A high-resolution description of rumen metagenomes

The ciliate reads were dark matters in the previous rumen metagenomic analyses because of the lack of ciliate genome sequences [2, 90]. Our new ciliate dataset (including the 52 SAGs and the telomere-capped contigs from public metagenomes) could serve as a reference for the classification of metagenomic ciliate reads and facilitating holistic studies of rumen microbiomes. We re-analyzed 901 publicly available rumen metagenomes (Table S3) against in-house datasets without or with the new ciliate dataset (see methods). Our ciliate dataset on average allowed 12% of the total metagenomic reads to be classified as sequences of rumen ciliates, with a wide range from 0% to 72% among the metagenomes (Fig. 5a). With the use of the ciliate dataset, the classification rates of total metagenomic reads became higher and more convergent across the metagenomes than otherwise. For example, the ciliate dataset increased the total read classification rates of the 285 rumen metagenomes of Stewart et al. [2, 84] from 39–92% to 72–94%, and allowed one-fold more (73% vs. 33%) of the metagenomes reached 80% or higher classification rates (Fig. 5b). We found that the percentage of the ciliate reads in rumen metagenomes differed among hosts, diets, and managements (Fig. 5a, c).
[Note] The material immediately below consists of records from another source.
PR #3434, opened 2026-09-17
Pass `TELEM_RAK12500_ADDRESS` to the RAK12500 I2C probe 🤖🤖

ptr727:
## The bug

`src/helpers/sensors/EnvironmentSensorManager.cpp` defines the RAK12500's I2C address inside an
`#ifndef`, which is the file's convention for "a variant may override this":

```cpp
#ifndef TELEM_RAK12500_ADDRESS
#define TELEM_RAK12500_ADDRESS   0x42     //RAK12500 Ublox GPS via i2c
#endif
```

The probe then never passes it:

```cpp
if (ublox_GNSS.begin(Wire) == true){
```

`SFE_UBLOX_GNSS::begin` is declared
`bool begin(TwoWire &wirePort = Wire, uint8_t deviceAddress = 0x42, ...)`, so the address actually
probed is the library's own default, not the macro.

`grep -rn TELEM_RAK12500_ADDRESS src/ variants/ platformio.ini examples/` returns only the two
lines of the definition itself. It is the one `TELEM_*_ADDRESS` in this file that nothing consumes
— every other one reaches its probe through the sensor table (`TELEM_AHTX_ADDRESS`,
`TELEM_BME280_ADDRESS`, `TELEM_SHT4X_ADDRESS`, …) or a driver constructor (`TELEM_INA219_ADDRESS`,
`TELEM_INA226_ADDRESS`).

## Why it is latent, and why it is still worth fixing

No variant in the tree overrides the macro, and the library's default is also `0x42`, so **nothing
diverges today and this changes no behaviour in-tree**. The defect is that the knob exists and does
nothing: a variant that overrode it — which the `#ifndef` invites — would silently probe one
address while every other reference to the macro named another, and the symptom would be a GPS
that is simply not detected.

## The fix

```cpp
if (ublox_GNSS.begin(Wire, TELEM_RAK12500_ADDRESS) == true){
```

This is the only `ublox_GNSS.begin` call site in the tree.

## Verification

- Signature confirmed against the pinned library
  (`SparkFun_u-blox_GNSS_Arduino_Library.h:715`), not assumed.
- `RAK_4631_repeater` builds. The `RAK_WISBLOCK_GPS` block is compiled into that env
  (`ENV_INCLUDE_GPS && RAK_BOARD && !RAK_WISMESH_TAG`), confirmed by the `ublox_GNSS` symbol and
  the SparkFun translation unit in the resulting ELF, so the changed line is actually built.
- **Not verified on hardware, and it cannot be here.** The RAK4631 available to me carries a CASIC
  receiver on the UART rather than a u-blox on I2C, so it takes the serial fallback and never
  reaches this line. A board with an actual RAK12500 would be needed to exercise it — and since
  the address is unchanged in-tree, the observable behaviour would be identical either way.


Blake-Latchford:
> A board with an actual RAK12500 would be needed to exercise it — and since
the address is unchanged in-tree, the observable behaviour would be identical either way.

If you don't have hardware to run it on, why make the change in the first place? Have you verified this is actually a problem in reality?

PR #3436, opened 2026-09-18
WIO-E5 Fix: Pin Radiolab for stm32 and replace ltoa

### LINKED ISSUE #3334: wio-e5-mini_repeater fails to build: unpinned ststm32 floated to 20.0.0, where 'ltoa' is no longer declared
## Summary

`platformio.ini` leaves `ststm32` unpinned. On 2026-08-31 it floated to
**20.0.0**, whose newlib no longer declares `ltoa` — a non-standard GNU
extension — and `wio-e5-mini_repeater` stops compiling with no code change
responsible:

```
src/helpers/TxtDataHelpers.cpp:105:5: error: 'ltoa' was not declared in
this scope; did you mean 'utoa'?
  105 |     ltoa(int_part, p, 10);
```

## This is the second platform to hit the same call

PR #2025 (native Linux/Ardulinux repeater) ran into the identical problem
and works around it in `TxtDataHelpers` — but guarded by
`ARDULINUX_PLATFORM`, so the workaround does not reach any other target.
STM32 on the 20.x toolchain now needs the same thing for a different
reason.

Two independent platforms hitting one non-standard extension suggests the
guard-per-platform approach will keep accruing branches. `ltoa` here is
only converting a non-negative `int_part` to decimal, which `snprintf` does
portably:

```c
p += snprintf(p, <remaining>, "%ld", (long)int_part);
```

That would let PR #2025 drop its guard rather than add one.

## Isolation

Not assumed from the commit it first appeared on — that commit touched only
docs and unrelated environments:

1. Reproduced locally at that commit.
2. Reverted **only** that commit's `platformio.ini` change and rebuilt —
   failed identically.
3. Pinned `ststm32@19.7.1` and rebuilt — succeeded in 49s.

## Workaround

Pinning `platformio/ststm32@19.7.1`, the last of the 19.x line and what CI
was already passing with, restores the build. Reported here rather than
kept downstream since it is upstream's file and upstream's target — happy
to open a PR for the `snprintf` change if that is the direction you'd
prefer.

Blake-Latchford:
Fixes #3334

The major rev from 19.x to 20.x breaks Radiolab, so pin it for now. This should fix the failing wio-e5-mini_repeater builds.

ltoa is removed in STM32duino, so it was replaced with snprintf. The p[] buffer is always 16 bytes. Copy/paste for why claude thinks this is fine below, but also if this is broken it wouldn't be new.

>exp2 in [23, 30] (int_part = mantissa << (exp2 - 23)): this is where int_part can reach its true max, up to 2,147,483,520 — 10 digits. That's what the snprintf bound of 11 (10 digits + NUL) is sized for. But in this branch frac_part is never assigned anything other than its initial 0, so only *p++ = '0' runs for the fraction — 1 char, not 7.

> exp2 in [0, 22] (int_part = mantissa >> (23 - exp2)): this is the only branch where frac_part can also be nonzero and enter the 7-digit loop. Here int_part < 2^23 by construction, so it's capped at 7 digits, never 10.


fdlamotte:
just ran into the issue ...

will dig into it, thanks for the fix ...

PR #3437, opened 2026-09-18
Add missing "reboot" command to the CLI text dispatcher

shleepong:
## What

Adds a `reboot` branch to `handleCommand()` (the text dispatcher reached via `CMD_RUN_CLI_COMMAND`, used by BLE/WiFi/USB companion clients).

## Why

`handleCommand()` had no `reboot` branch, so sending `reboot` over this path replied "Unknown command". `CMD_REBOOT` (a separate binary opcode) and `checkCLIRescueCmd()`'s own special-cased `reboot` handling both bypass `handleCommand()` entirely, so this gap was never noticed on those paths.

## How

Matches the existing convention elsewhere (`checkCLIRescueCmd()`): calls `board.reboot()` directly, no reply attempted since it doesn't return.

Compile-verified against current `dev` (`heltec_v4_companion_radio_ble`).


liamcottle:
Hey there! Thanks for the PR! I'm opting to merge in my PR https://github.com/meshcore-dev/MeshCore/pull/3442 instead, to avoid all the AI generated comments, and also add the shutdown/poweroff commands.

PR #3438, opened 2026-09-18
Harmonize "get wifi.enabled" reply to on/off

shleepong:
## What

Changes `get wifi.enabled` to reply `on`/`off` instead of a bare `1`/`0`.

## Why

Every other boolean `get` in this codebase replies `on`/`off`: `radio.rxgain` (`CommonRadioPrefs.cpp`) and `radio.fem.rxgain` (`HeltecV4Board.cpp`). `get wifi.enabled` was the one outlier.

## A question before merging

This changes an existing CLI reply format. If any client (app, script, `meshcore-cli`, etc.) already parses the raw `1`/`0` value, this would be a breaking change for it. Flagging this explicitly rather than assuming it's risk-free -- happy to adjust the approach if there's a compatibility concern I'm not aware of.

Compile-verified against current `dev` (`heltec_v4_companion_radio_ble`).


Blake-Latchford:
You should probably remove the comments.

Blake-Latchford (approved):

Blake-Latchford:
Oh, have you actually executed the code and verified it does what you expect?

Blake-Latchford (changes requested):
Describe testing completed on hardware.

liamcottle:
This would then make the `set wifi.enabled 0/1` out of sync with it's own get command, since the `get wifi.enabled` no longer replies with the same value that you just set.

The other `get` handlers, that reply with `on/off` also accept `on/off` in the `set` command, rather than `0/1`.

So if this was to be changed for the getter, it should probably be changed for the setter as well.

shleepong:
@liamcottle Good catch on the get/set desync. Pushed a commit that makes the setter accept on/off too (0/1 still works).

Found one more spot testing on real hardware right after: the setter's own confirmation reply still printed the raw 1/0. Fixed to reply on/off there too, so get, set-input, and set-reply are all consistent now.

Tested on real hardware (Wireless Tracker V2, BLE). Screenshot below.

image

Blake-Latchford (approved):
LGTM

PR #3455, opened 2026-09-19
Recover T-Echo I2C bus before Wire initialization

J-PNW:
A T-Echo soft reset can leave an I2C slave holding SDA low, causing the first Wire transfer during RTC initialization to hang before radio initialization. Recover the bus before `Wire.begin()` by releasing SDA, pulsing SCL while SDA remains low, and generating a STOP.

The recovery sequence uses open-drain outputs and bounded delays. It is limited to the LilyGO T-Echo board implementation.

Validation:

- Built the exact PR head `ccebd3b8ab24c2b98220b5d4482ed3332e0a1d80` from a clean checkout on September 19, 2026 with PlatformIO: `LilyGo_T-Echo_repeater` and `LilyGo_T-Echo_room_server` both succeeded.
- The same board patch also builds in local repeater and room-server configurations based on v1.16.0. Both local devices repeatedly returned to a responsive CLI after DFU, including the latest local room/repeater updates.
- The exact current-upstream binaries have not been flashed to hardware. Battery-and-USB-disconnected cold boots and explicit stuck-SCL behavior remain unverified. Keep this as a draft pending those checks and review.

The separate local PCF8563 read-caching investigation is not included in this PR.


IoTThinks:
Is it happening in current version?
Does the issue make T-Echo unable to boot?

BTW, you should base the PR on dev branch.

variants/lilygo_techo/TechoBoard.cpp
```diff
@@ -5,9 +5,39 @@
...
+// nRF52 TWIM driver then busy-waits forever on the first transfer and the
+// firmware looks dead before it ever reaches radio_init(). Clock the bus by
+// hand until SDA is released, then issue a STOP, exactly as the I2C spec's
+// bus-clear procedure describes. Cheap, and a no-op on a healthy bus.
+static void i2cBusRecover() {
+  pinMode(PIN_WIRE_SCL, OUTPUT_S0D1);   // open-drain with pull-up
+  pinMode(PIN_WIRE_SDA, INPUT_PULLUP);
+  digitalWrite(PIN_WIRE_SCL, HIGH);
+  delayMicroseconds(10);
+  for (int i = 0; i < 18 && digitalRead(PIN_WIRE_SDA) == LOW; i++) {
```
IoTThinks, line 19: Why is there a for loop here?

PR #3462, opened 2026-09-20
Add multiple battery low voltage readings to prevent early shutdown (especially during TX spikes)

P4tches:
During power spikes, especially during TX, battery voltage sags below AUTO_SHUTDOWN_MILLIVOLTS. To help avoid this problem, 3 consecutive readings are taken before shutdown is invoked.

Are additional readings going to affect battery life?
No, this change continues to read only every 8 seconds, leading to ~24s of low battery before shutoff.

Is this dangerous running the battery below the autoshutdown?
No, the floor is 3300mV on LilyGo/Thinknode and 3400mV on Heltec/RAK, both safely above the 3000mV cutoff of the Lithium cells.


Blake-Latchford (approved):
Tested on my Heltec V3 and a bench top power supply. Confirmed that a 'transient' drop over 8s is detected, but only a 24s low voltage condition shuts the board down.

@P4tches note that since I'm nobody on this project my approval doesn't actually mean anything in the process. Hopefully a rando confirming your code works means something.

srl295 (approved):
LGTM FWIW BBQ

PR #3468, opened 2026-09-21
Thinknode m4 - don't touch crystal and OTA name

weebl2000:
I once made a build for someone that had the M4, I saw it was merged into dev now, these two things differed from my branch.


weebl2000:
@fdlamotte

fdlamotte:
you're right ...
I had this in my git for some time ... thought it was better in the dev branch than lost for anyone ;)

Issue #3409, opened 2026-09-14
BUG: set agc.reset.interval command parser does not accept full input range


cwichura:
agc_reset_interval is a uint8, and stored divided by four.  As such, it should accept a value up to 255*4=1000 seconds.

The CLI parser stores `interval = atoi(string) / 4` at https://github.com/meshcore-dev/MeshCore/blob/0679dbeffc504d562d2f09eb072fdc223f8ffc2a/src/helpers/CommonCLI.cpp#L475.  It appears the compiler sees the interval is a unit8 and invokes a version of `atoi()` that already returns a unit8.  The stored value becomes `(input mod 256) / 4`, making 252 the largest input accepted.  At 256, it rolls over to 0, and so on.

Blake-Latchford:
@cwichura do you want to verify the change fixed this bug?

cwichura:
@Blake-Latchford I don't have the environment to compile and test your PR, myself.  But reviewing the PR, it looks like it addresses it correctly.  And it looks like Scott has already merged it.

PR #3469, opened 2026-09-21
Constrain `agc.reset.interval` and allow intervals > 255s

Blake-Latchford:
getAgcResetInt(uint8_t) implicitly truncated `agc.reset.interval` interval. The division to uint8_t happens inside that function. Underflow and overflow rolled over in ways surprising to a user.

Tested in Heltec v3.
| Sent | Baseline | Fixed |
|---|---|---|
| `set … 252` | 252 | 252 |
| `set … 256` | **0** | 256 |
| `set … 1000` | **232** | 1000 |
| `set … 1020` | **252** | 1020 |
| `set … 5000` | **136** | 1020 (clamped) |
| `set … -5` | **248** | 0 (clamped) |
| `set … 17` | 16 | 16 |


Blake-Latchford:
https://github.com/meshcore-dev/MeshCore/issues/3409

PR #111, opened 2018-10-15
Improve docstring for _publish

relud:
I did a review of all of ingestion-edge with @mythmon and the docstring wasn't clear enough about why `PublishError` was being retried manually, so for a while we thought it wasn't necessary.

This updates the docstring to be more clear about the fact that `PublishError` is non-transient and has to be retried so that we don't reject messages in the batch that aren't suffering a permanent failure.

I also changed the direct api call to use a dict instead of `PubsubMessage`. I found out that works while reading the api docstrings and I think it's better than touching the pubsub sdk internals more than necessary.

### DIFF
--- a/ingestion-edge/ingestion_edge/publish.py
+++ b/ingestion-edge/ingestion_edge/publish.py
@@ -9,7 +9,6 @@ from flask import Flask, request
 from functools import partial
 from google.cloud.pubsub_v1 import PublisherClient
 from google.cloud.pubsub_v1.publisher.exceptions import PublishError
-from google.cloud.pubsub_v1.types import PubsubMessage
 from persistqueue import SQLiteAckQueue
 from persistqueue.exceptions import Empty
 from typing import Dict, Tuple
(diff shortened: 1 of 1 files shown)


ingestion-edge/ingestion_edge/publish.py
```diff
@@ -44,21 +43,25 @@
...
+
+    Note that this method will block until it gets a result, but gevent workers
+    should yield the coroutine during IO to handle multiple connections per
+    worker.
     """
     try:
         return client.publish(topic, data, **attrs).result()
     except PublishError:
-        # Batch failed because pubsub rejected at least one message
+        # Batch failed because pubsub permanently rejected at least one message
```
mythmon: So if this is the message that was permanently rejected, and this method raises `PublishError`, then that would be caught by the general `except:` clause on line 97, which would cause the message to be `nack`ed. If I'm understanding right, that would mean the message would be put back in the queue and attempted again later? If it is a permanent failure, is that the desired outcome?

relud: a message with a permanent failure shouldn't ever end up in the queue, but if it does then it would be retried indefinitely.

The expected behavior is that a message that raises `PublishError` never goes into the queue in the first place, and results in a 500 error at line 134.

mythmon: Could a transient error "outrank" a `PublishError`? That is, could you get a message that at first causes a transient error to happen, because of some outage, and gets added to the queue, and then in `flush` the message gets processed again, and causes a permanent failure? If that happened, the queue would fill up with permanent-error-causing messages.

relud: hmm, you're right, that is definitely broken. I will file an issue to fix that bug and add a test case for it.

relud: filed #112

PR #114, opened 2018-10-19
Add design documentation for whole pipeline

relud:
Mostly just copied information from the [GCP Architecture Proposal](https://docs.google.com/document/d/18CaLmI7lUYUC2pHsfCFM3TFBdzn-PPj4kpLPxhwon3A)

I left out the `Workflows` section, because it was incomplete, but I have it in another branch.


docs/architecture.mmd
```diff
@@ -0,0 +1,23 @@
+graph TD
```
jklukas: As the docs structure is getting more complex, there's risk of it turning into a wasteland of random files. I expect thus would feel cleaner if we moved md documents into README.md inside subdirectories along with any supporting files the README needs. So this would become `docs/architecture/`

docs/design.md
```diff
@@ -0,0 +1,144 @@
...
+  - [Saving as JSON](#saving-as-json)
+  - [Use destination tables?](#use-destination-tables)
+  - [Use views for user-facing data?](#use-views-for-user-facing-data)
+- [Known Issues](#known-issues)
+
+<!-- END doctoc generated TOC please keep comment here to allow auto update -->
+
+## Architecture Diagram
+
+![alt text](architecture.svg "Architecture Diagram")
```
jklukas: Can you put a comment in here about how to modify the mermaid diagram?

jklukas: Also, replace the `alt text` placeholder here.

jklukas: I think the color coding in the diagram is really useful, so you could put some text after the diagram to explicitly call out what the colors mean and link to the subprojects where the relevant code lives.

docs/design.md
```diff
@@ -0,0 +1,144 @@
...
+        including delayed `submission_date` and usually some amount of data
+loss.
+   - The PubSub Topic for data is configurable based on `uri`.
+   - Expected topics are Structured Ingestion, Telemetry, and Pioneer.
+- The Dataflow Landfill Sink job copies data from a PubSub Raw Topic to Cloud
+  Storage.
+   - Data can be read from Cloud Storage for backfill, recovery, or testing.
+- The Dataflow Decoder job decodes data from a PubSub Raw Topic to a PubSub
+  Decoded Topic.
+   - Decoding data applies these transforms in order:
```
jklukas: Consider linking to the `decoder` subdirectory of `ingestion-beam` here since these steps map directly to the files there.

docs/design.md
```diff
@@ -0,0 +1,144 @@
...
+transform.
+
+Dataflow jobs achieve at least once delivery by *not* using GroupByKey
+transforms and *not* falling more than 7 days behind in processing.
+
+## Design Decisions
+
+### Kubernetes and PubSub
+
+They are simple, scalable, managed services. Using them as opposed to a compute
```
jklukas: I hesitate to describe Kubernetes as "simple". It presents a relatively simple and now industry-standard interface for complex orchestration.

Perhaps "they are scalable managed services that are well-integrated standards in the GCP environment

docs/design.md
```diff
@@ -0,0 +1,144 @@
...
+One of the primary challenges of building a real-world data pipeline is
+anticipating and adapting to changes in the schemas of messages flowing through
+the system. Strong schemas and structured data give us many usability and
+performance benefits, but changes to the schema at one point in the pipeline
+can lead to processing errors or dropped data further down the pipeline.
+
+Saving as a raw JSON string allows us to gracefully handle new fields added
+upstream without needing to specify those fields completely before they are
+stored. The JSON can be integrated back into the table's schema via a load
+within BigQuery after adding the a column.
```
jklukas:
```suggestion
within BigQuery after adding the column.
```

docs/differences_from_aws.md
```diff
@@ -0,0 +1,101 @@
+# Differences from AWS Architecture
+
+This document explains how GCP Ingestion differs from the AWS implementation.
+
+[AWS Data Platform Architecture](https://mana.mozilla.org/wiki/display/SVCOPS/Telemetry+-+Data+Pipeline+Architecture)
```
jklukas: This link looks like it's part of the table of contents. I'd move it to the sentence above and give it the text "AWS implementation (mozilla-internal diagram)"

docs/differences_from_aws.md
```diff
@@ -0,0 +1,101 @@
...
+- [Messages Always Delivered to Message Queue](#messages-always-delivered-to-message-queue)
+- [Landfill is Downstream from Message Queue](#landfill-is-downstream-from-message-queue)
+
+<!-- END doctoc generated TOC please keep comment here to allow auto update -->
+
+
+## Replace Heka Message Format with PubSub Message Format
+
+Heka messages are protobuf, and have a special framing format. PubSub messages
+are newline delimited JSON. The PubSub message format is being used both because
```
jklukas: "PubSub messsages are newline delimited JSON" doesn't sound right to me. The GCS files we store will be in ndjson format, but a Pubsub message itself does not necessarily contain JSON, and even when it does, it's probably a single json message rather than ndjson.

Perhaps this secion should be framed as "Replace Heka Message Format with Compressed Pubsub-formatted JSON"

docs/differences_from_aws.md
```diff
@@ -0,0 +1,101 @@
...
+it works well with PubSub and also because it can be read using Dataflow the
+same way from PubSub and Cloud Storage with minimal effort.
+
+## Replace EC2 Edge with Kubernetes Edge
+
+The AWS data platform uses EC2 instances running an NGinX module to encode HTTP
+requests as Heka messages, writes them to Kafka using librdkafka and directly to
```
jklukas:
```suggestion
requests as Heka messages, writing them to Kafka using librdkafka and directly to
```

docs/differences_from_aws.md
```diff
@@ -0,0 +1,101 @@
...
+files on disk. librdkafka handles buffering and batching when writing to Kafka.
+Files on disk are rotated with cron and uploaded to S3. On shutdown files are
+forcefully rotated and uploaded. The sizing of the EC2 instance cluster is
+effectively static, but is configured to scale up if needed.
+
+The EC2 instances have been replaced with a Kubernetes cluster. This decision
+was made by the Cloud Operations team to simplify operational support for them.
+
+The NGinX module has been replaced by an HTTP service running in Docker. A
+number of factors informed the decision to rewrite the edge, including:
```
jklukas: The "including:" here makes it feel like there should be another level of nesting here and we should have level 3 headings

docs/differences_from_aws.md
```diff
@@ -0,0 +1,101 @@
...
+
+## Replace Kafka with PubSub
+
+Comparison:
+
+|                | Kafka in AWS                    | PubSub                      |
+|----------------|---------------------------------|-----------------------------|
+| Managed by     | Ops                             | Google                      |
+| Access control | Security groups, all-or-nothing | Cloud IAM, per-topic        |
```
jklukas: Kafka does support per-topic ACLs, but I imagine it was too complex for us to easily take advantage of.

docs/differences_from_aws.md
```diff
@@ -0,0 +1,101 @@
...
+| Scaling        | Manual                          | Automatic                   |
+| Cost           | Per EC2 instance                | Per GB, min charge 1 KB/req |
+| Data Storage   | 2-3 days, depends on throughput | 7 days for unacknowledged   |
```
jklukas: 2-3 days here is again something we configured, not a limitation of Kafka as a technology. 

Perhaps the important difference is that storage is fixed and exhaustible for Kafka, but auto-scaling for PubSub.

docs/differences_from_aws.md
```diff
@@ -0,0 +1,101 @@
...
+GCP, the failsafe data store is downstream from the message queue (PubSub).
+
+This makes the edge and Dataflow landfill loader simpler. The edge doesn’t have
+to ensure that pending messages are safely offloaded on shutdown, because
+messages are only left pending when PubSub is unavailable, and scaling down is
+disabled while messages are pending. The Dataflow landfill loader doesn’t have
+to ensure pending messages are safely offloaded because it only acks messages
+after they are uploaded, ensuring at least once delivery.
+
+This design is possible because of two changes from AWS. First, the Kubernetes
```
jklukas:
```suggestion
This design is possible because of two changes compared to our AWS implementation. First, the Kubernetes
```

docs/differences_from_aws.md
relud: I updated the header for this column to "Kafka in AWS Data Pipeline" to indicate that this isn't a kafka limitation, it's an "our kafka setup" limitation

docs/differences_from_aws.md
relud: I changed this to "Configured in GB per EC2 instance" because I feel like that cuts to the heart of the issue. PubSub's advantage is that it's an amount of time, not storage.

docs/differences_from_aws.md
relud: I did this instead, because it felt awkward to include a link description in the sentence:

> This document explains how GCP Ingestion differs from the [AWS Data Platform Architecture](https://mana.mozilla.org/wiki/display/SVCOPS/Telemetry+-+Data+Pipeline+Architecture)

added advantage being that link isn't guaranteed to be a diagram, jason just chose to put all the info into the diagram instead of more words.

docs/differences_from_aws.md
relud: part of the problem is that the heka message format and the pubsub message format aren't actually what's being swapped out here. it's heka framed protobuf vs compressed ndjson, and the json schema varies. i'll update this section to reflect that.

docs/differences_from_aws.md
relud: counter-suggestion: 
```suggestion
requests as Heka messages and then write them to Kafka using librdkafka and directly to
```

jklukas: that's fine.

docs/design.md
relud: I updated the wording here to describe PubSub and Kubernetes separately

docs/design.md
relud: I added a diagram describing the color meanings right before this

relud: I put the commit in the mermaid file, and made the mermaid file the alt text of the image

jklukas:
I'm going ahead and merging these docs as they look in great shape to me and they'll be a useful reference immediately. Any further fixups can happen in a new PR.

PR #115, opened 2018-10-22
Format ingestion-edge with black

relud:
https://github.com/ambv/black


.circleci/config.yml
```diff
@@ -18,6 +18,18 @@ jobs:
           name: Ensure markdown tables of contents are up to date
           command: ./.circleci/doctoc-check.sh
 
+  black:
```
jklukas: I'd prefer to call this task `format` to describe what it does rather than referring to the specific tool it uses. Same for `bin/black` -> `bin/format`.

relud: will do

Of note, when sheep (n = 8) suffered from subacute ruminal acidosis after ingesting a high concentrate diet [91], the percentage of ciliate reads in the rumen metagenomes decreased by 99%, which is consistent with previous experimental findings that ciliates are sensitive to pH [92]. Compared with dairy cows on pasture (n = 20), dairy cows in confinement (n = 23) [93] had a higher percentage of ciliate reads in their rumen metagenomes (Fig. 5c).

Fig. 5: Classification rates of ciliate reads in rumen metagenomes.
figure 5

a The classification rates of ciliate reads in rumen metagenomes across different hosts fed a diet with <80% concentrate (726 of the 901 metagenomes). b Improvement of classification rates of total metagenomic reads in two previous studies [2, 95] enabled by the ciliate dataset. c Classification rates of ciliate sequences in the rumen metagenomes of sheep suffering from subacute rumen acidosis (SARA, n = 8) or control sheep without SARA (CON, n = 8), and dairy cows in confinement (house, n = 23) or on pasture (grazing, n = 20). The metagenomes were from two previous studies [91, 93]. d Relative abundance of rumen ciliates as represented by the percentage of families/subfamilies sequences in the total ciliate sequences.

Of the identified ciliate reads in the rumen metagenomes, more than 73% could be classified based on the 52 SAGs, suggesting that the collected ciliates represent the majority of the rumen ciliates community (Fig. 5d). However, as shown by 18 S rRNA gene-based surveys [13], genome-based surveys of rumen ciliates yielded different community structures from microscopic enumeration, which is considered the gold standard. For example, Entodiniinae as the most dominant rumen ciliates can account for >90% of the total rumen ciliates in domesticated ruminants (Table S2), but only about 25% of the identified ciliate sequence reads of the rumen metagenomes were assigned to Entodiniinae (Fig. 5d). This discrepancy might be attributable to (1) the lack of the genome sequences of some abundant Entodiniinae species, such as Entodinium dilobum and Entodinium rostratum and (2) the genomic ploidies of Entodiniinae are likely lower than those of other rumen ciliates [13]. Since microscopic enumeration of ciliates is laborious and their morphological identification requires a high level of experience [13], more research is needed to identify ciliate images by machine-learning techniques [94] and to establish the correlation between DNA-based analyses and microscopic counting.